Extracted data entries

==============================

PR #1826, opened 2022-03-29
Option to not reset non-configurable params in preflight storage

ThomasDebrunner:
[MAV_CMD_PREFLIGHT_STORAGE](https://mavlink.io/en/messages/common.html#MAV_CMD_PREFLIGHT_STORAGE) only has an option to reset all parameters. While some parameters hold "config" values, other params may contain values that are not meant to be configured manually. 
For example in PX4, there is  "LND_FLIGHT_T_" which containst the accumulated flight time of the system, or "COM_FLIGHT_UUID" which is a monotonically increasing flight number for a specific vehicle. These values are set by the system and are not meant for a user to configure.

This PR changes the meaning of the existing command (2) to only reset "config" values, while adding a new option (4) to completely wipe everything. 

PX4 implementation: https://github.com/PX4/PX4-Autopilot/pull/19409

### DIFF
--- a/message_definitions/v1.0/common.xml
+++ b/message_definitions/v1.0/common.xml
@@ -985,6 +985,42 @@
         <description>Autotune yaw axis.</description>
       </entry>
     </enum>
+    <enum name="PREFLIGHT_STORAGE_PARAMETER_ACTION">
+      <description>
+        Actions for reading/writing parameters between persistent and volatile storage when using MAV_CMD_PREFLIGHT_STORAGE.
+        (Commonly parameters are loaded from persistent storage (flash/EEPROM) into volatile storage (RAM) on startup and written back when they are changed.)
+      </description>
+      <entry value="0" name="PARAM_READ_PERSISTENT">
+        <description>Read all parameters from persistent storage. Replaces values in volatile storage.</description>
+      </entry>
+      <entry value="1" name="PARAM_WRITE_PERSISTENT">
+        <description>Write all parameter values to persistent storage (flash/EEPROM)</description>
+      </entry>
+      <entry value="2" name="PARAM_RESET_CONFIG_DEFAULT">
+        <description>Reset all user configurable parameters to their default value. Does not reset values that contain operation counters and vehicle computed statistics.</description>
+      </entry>
+      <entry value="3" name="PARAM_RESET_SENSOR_DEFAULT">
+        <description>Reset only sensor calibration parameters to factory defaults (or firmware default if not available)</description>
+      </entry>
+      <entry value="4" name="PARAM_RESET_ALL_DEFAULT">
+        <description>Reset all parameters, including operation counters, to default values</description>
+      </entry>
+    </enum>
+    <enum name="PREFLIGHT_STORAGE_MISSION_ACTION">
+      <description>
+        Actions for reading and writing plan information (mission, rally points, geofence) between persistent and volatile storage when using MAV_CMD_PREFLIGHT_STORAGE.
+        (Commonly missions are loaded from persistent storage (flash/EEPROM) into volatile storage (RAM) on startup and written back when they are changed.)
+      </description>
+      <entry value="0" name="MISSION_READ_PERSISTENT">
+        <description>Read current mission data from persistent storage</description>
+      </entry>
+      <entry value="1" name="MISSION_WRITE_PERSISTENT">
+        <description>Write current mission data to persistent storage</description>
+      </entry>
+      <entry value="2" name="MISSION_RESET_DEFAULT">
+        <description>Erase all mission data stored on the vehicle (both persistent and volatile storage)</description>
+      </entry>
+    </enum>
     <!-- The MAV_CMD enum entries describe either: -->
     <!--  * the data payload of mission items (as used in the MISSION_ITEM_INT message) -->
     <!--  * the data payload of mavlink commands (as used in the COMMAND_INT and COMMAND_LONG messages) -->
@@ -1761,8 +1797,8 @@
       </entry>
       <entry value="245" name="MAV_CMD_PREFLIGHT_STORAGE" hasLocation="false" isDestination="false">
         <description>Request storage of different parameter values and logs. This command will be only accepted if in pre-flight mode.</description>
-        <param index="1" label="Parameter Storage" minValue="0" maxValue="3" increment="1">Parameter storage: 0: Read from flash/EEPROM, 1: Write current parameter data to flash/EEPROM, 2: Reset to defaults, 3: Reset sensor calibration parameter data to factory default (or firmware default if not available)</param>
-        <param index="2" label="Mission Storage" minValue="0" maxValue="2" increment="1">Mission storage: 0: Read from FLASH/EEPROM, 1: Write current data to flash/EEPROM, 2: Reset to defaults</param>
+        <param index="1" label="Parameter Storage" enum="PREFLIGHT_STORAGE_PARAMETER_ACTION">Action to perform on the persistent parameter storage</param>
+        <param index="2" label="Mission Storage" enum="PREFLIGHT_STORAGE_MISSION_ACTION">Action to perform on the persistent mission storage</param>
         <param index="3" label="Logging Rate" units="Hz" minValue="-1" increment="1">Onboard logging: 0: Ignore, 1: Start default rate logging, -1: Stop logging, &gt; 1: logging rate (e.g. set to 1000 for 1000 Hz logging)</param>
         <param index="4">Reserved</param>
         <param index="5">Empty</param>
--- a/message_definitions/v1.0/common.xml
+++ b/message_definitions/v1.0/common.xml
@@ -997,7 +997,7 @@
         <description>Write all parameter values to persistent storage (flash/EEPROM)</description>
       </entry>
       <entry value="2" name="PARAM_RESET_CONFIG_DEFAULT">
-        <description>Reset all user configurable parameters to their default value. Does not reset values that contain operation counters and vehicle computed statistics.</description>
+        <description>Reset all user configurable parameters to their default value (including airframe selection, sensor calibration data, safety settings, and so on). Does not reset values that contain operation counters and vehicle computed statistics.</description>
       </entry>
       <entry value="3" name="PARAM_RESET_SENSOR_DEFAULT">
         <description>Reset only sensor calibration parameters to factory defaults (or firmware default if not available)</description>


message_definitions/v1.0/common.xml
```diff
@@ -1761,7 +1761,7 @@
       </entry>
       <entry value="245" name="MAV_CMD_PREFLIGHT_STORAGE" hasLocation="false" isDestination="false">
         <description>Request storage of different parameter values and logs. This command will be only accepted if in pre-flight mode.</description>
-        <param index="1" label="Parameter Storage" minValue="0" maxValue="3" increment="1">Parameter storage: 0: Read from flash/EEPROM, 1: Write current parameter data to flash/EEPROM, 2: Reset to defaults, 3: Reset sensor calibration parameter data to factory default (or firmware default if not available)</param>
+        <param index="1" label="Parameter Storage" minValue="0" maxValue="4" increment="1">Parameter storage: 0: Read from flash/EEPROM, 1: Write current parameter data to flash/EEPROM, 2: Reset all configurable parameters to defaults, 3: Reset sensor calibration parameter data to factory default (or firmware default if not available), 4: Reset all (including non-configurable) parameters to defaults</param>
```
hamishwillee, line 1764: 1. Does "0" mean "reset the current params from stored param values on external memory - i.e. not "live memory"? Or something else?
2. Is it worth splitting some of these out into an enum? The main reason I suggest this is that it would be good to have this definition of configurable clearly stated in the message.

hamishwillee:
Sounds sensible to me. @auturgy @julianoes ?

message_definitions/v1.0/common.xml
hamishwillee: My assumption is that 2 is currently taken to mean "reset ALL" parameters, so this is a break. Can you switch 2 and 4?

hamishwillee:
@ThomasDebrunner We discussed in the mav call. Logically this is all fine - it should have no real consequences. We'd like you to replace the text strings for the Parameter Storage with an enum though, and more precisely outline what they mean/how they are used. Does that make sense?

ThomasDebrunner:
@hamishwillee Thanks! I changed the fields to enum, lmn if you'd like a different formulation of the strings

message_definitions/v1.0/common.xml
```diff
@@ -985,6 +985,36 @@
         <description>Autotune yaw axis.</description>
       </entry>
     </enum>
+    <enum name="PREFLIGHT_STORAGE_PARAMETER_ACTION">
+      <description>Action to take on the persistent parameter storage</description>
+      <entry value="0" name="PARAM_READ_PERSISTENT">
+        <description>Read all parameters from persistent storage (flash/EEPROM)</description>
```
hamishwillee, line 991:
```suggestion
        <description>Read all parameters from persistent storage (flash/EEPROM), clearing any updated values in RAM.</description>
```

message_definitions/v1.0/common.xml
```diff
@@ -985,6 +985,36 @@
...
+      </entry>
+      <entry value="1" name="PARAM_WRITE_PERSISTENT">
+        <description>Write all parameter values to persistent storage (flash/EEPROM)</description>
+      </entry>
+      <entry value="2" name="PARAM_RESET_CONFIG_DEFAULT">
+        <description>Reset all user configurable parameters to their default value. Does not reset values that contain operation counters and vehicle computed statistics.</description>
```
hamishwillee, line 997: Does this include sensors calibration?

message_definitions/v1.0/common.xml
```diff
@@ -985,6 +985,36 @@
...
+      </entry>
+      <entry value="3" name="PARAM_RESET_SENSOR_DEFAULT">
+        <description>Reset only sensor calibration parameters to factory defaults (or firmware default if not available).</description>
```
hamishwillee, line 1000:
```suggestion
        <description>Reset only sensor calibration parameters to factory defaults (or firmware default if not available)</description>
```

message_definitions/v1.0/common.xml
```diff
@@ -985,6 +985,36 @@
         <description>Autotune yaw axis.</description>
       </entry>
     </enum>
+    <enum name="PREFLIGHT_STORAGE_PARAMETER_ACTION">
+      <description>Action to take on the persistent parameter storage</description>
```
hamishwillee, line 989: This is fine, but let's create a cross link in the docs to where it is used.
```suggestion
      <description>
        Actions for reading/writing parameters between persistent and volatile storage when using MAV_CMD_PREFLIGHT_STORAGE.
        (Commonly parameters are loaded from persistent storage (flash/EEPROM) into volatile storage (RAM) on startup and written back when they are changed.)
      </description>
```

message_definitions/v1.0/common.xml
```diff
@@ -985,6 +985,36 @@
...
+        <description>Reset only sensor calibration parameters to factory defaults (or firmware default if not available).</description>
+      </entry>
+      <entry value="4" name="PARAM_RESET_ALL_DEFAULT">
+        <description>Reset all parameters, including operation counters, to default values</description>
+      </entry>
+    </enum>
+    <enum name="PREFLIGHT_STORAGE_MISSION_ACTION">
+      <description>Action to take on the mission storage</description>
+      <entry value="0" name="MISSION_READ_PERSISTENT">
+        <description>Read current mission data from persistent storage (flash/EEPROM)</description>
```
hamishwillee, line 1009:
```suggestion
        <description>Read current mission data from persistent storage</description>
```

message_definitions/v1.0/common.xml
```diff
@@ -985,6 +985,36 @@
...
+      </entry>
+      <entry value="1" name="MISSION_WRITE_PERSISTENT">
+        <description>Write current mission data to persistent storage (flash/EEPROM)</description>
```
hamishwillee, line 1012:
```suggestion
        <description>Write current mission data to persistent storage</description>
```

message_definitions/v1.0/common.xml
```diff
@@ -985,6 +985,36 @@
...
+      </entry>
+      <entry value="2" name="MISSION_RESET_DEFAULT">
+        <description>Erase all mission data stored on the vehicle</description>
```
hamishwillee, line 1015:
```suggestion
        <description>Erase all mission data stored on the vehicle (both persistent and volatile storage)</description>
```

message_definitions/v1.0/common.xml
```diff
@@ -985,6 +985,36 @@
...
+      </entry>
+      <entry value="3" name="PARAM_RESET_SENSOR_DEFAULT">
+        <description>Reset only sensor calibration parameters to factory defaults (or firmware default if not available).</description>
+      </entry>
+      <entry value="4" name="PARAM_RESET_ALL_DEFAULT">
+        <description>Reset all parameters, including operation counters, to default values</description>
+      </entry>
+    </enum>
+    <enum name="PREFLIGHT_STORAGE_MISSION_ACTION">
+      <description>Action to take on the mission storage</description>
```
hamishwillee, line 1007: Suggest following modification - is it correct? Note, the use of "Mission" is widely used, because it predates geofence and rally points. We now tend to use Plan where we can. So perhaps (what do you think?) PREFLIGHT_STORAGE_PLAN_ACTION?


```suggestion
      <description>
        Actions for reading and writing plan information (mission, rally points, geofence) between persistent and volatile storage when using MAV_CMD_PREFLIGHT_STORAGE.
        (Commonly missions are loaded from persistent storage (flash/EEPROM) into volatile storage (RAM) on startup and written back when they are changed.)
      </description>
```

message_definitions/v1.0/common.xml
ThomasDebrunner: For `PARAM_RESET_CONFIG_DEFAULT `, all of the above will get reset. The only thing that does not get re-set is operation counters (like total flight time, or number of flights taken) and computed statistics, which could include things like "average distance per flight" or similar. Nothing else really. It doesn't really read from persistent storage, it resets the values to their default values, e.g. writes them

message_definitions/v1.0/common.xml
```diff
@@ -985,6 +985,42 @@
...
+        (Commonly parameters are loaded from persistent storage (flash/EEPROM) into volatile storage (RAM) on startup and written back when they are changed.)
+      </description>
+      <entry value="0" name="PARAM_READ_PERSISTENT">
+        <description>Read all parameters from persistent storage. Replaces values in volatile storage.</description>
+      </entry>
+      <entry value="1" name="PARAM_WRITE_PERSISTENT">
+        <description>Write all parameter values to persistent storage (flash/EEPROM)</description>
+      </entry>
+      <entry value="2" name="PARAM_RESET_CONFIG_DEFAULT">
+        <description>Reset all user configurable parameters to their default value. Does not reset values that contain operation counters and vehicle computed statistics.</description>
```
hamishwillee, line 1000:
```suggestion
        <description>Reset all user configurable parameters to their default value (including airframe selection, sensor calibration data, safety settings, and so on). Does not reset values that contain operation counters and vehicle computed statistics.</description>
```

message_definitions/v1.0/common.xml
hamishwillee: Thanks, I added a note to that. Mostly just because I wanted to confirm that sensor calibration is included. 

> It doesn't really read from persistent storage, it resets the values to their default values, e.g. writes them

OK. FWIW just trying to capture that the data will be default values after this. Presumably the result is that both static and volatile data ends up being default values (being written to) but not a detail we need to capture.

hamishwillee (approved):
@julianoes Can you give this a quick sanity check before I merge?

julianoes (approved):

peterbarker:
OK, so I'm 4 years late to this party.  But:

> This PR changes the meaning of the existing command (2) to only reset "config" values, while adding a new option (4) to completely wipe everything.

I'm trying to put this politely.

What the fuck?

julianoes:
@peterbarker try harder :smile:.

I think/hope the PR description is not actually reflecting what the PR diff changes. Looking at it, it does seem to be backwards compatible, or am I missing something? It depends a bit on the terminology around default, default config, etc..

hamishwillee:
> Looking at it, it does seem to be backwards compatible, or am I missing something? It depends a bit on the terminology around default, default config, etc..

This is a clarification that `2: Reset to defaults` means do not reset internal params - I suspect for example you might not want to delete some data that needs to persist for vehicle lifetime and so on. If ArduPilot really resets everything on value 2 this does look like a break to me. I'm not sure a critical one though, since as you say @julianoes ArduPilot could well consider every parameter to be user configurable.

hamishwillee:
IMO this is breaking - option 2 should have been left alone and the new behaviour been done in a new enum value. Unfortunately reverting needs to be managed.

I've created #2418 to look at our options.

==============================

- What the task requires:
Only a number is wanted: how many lines above include "Commonly"?

- Answer area:
5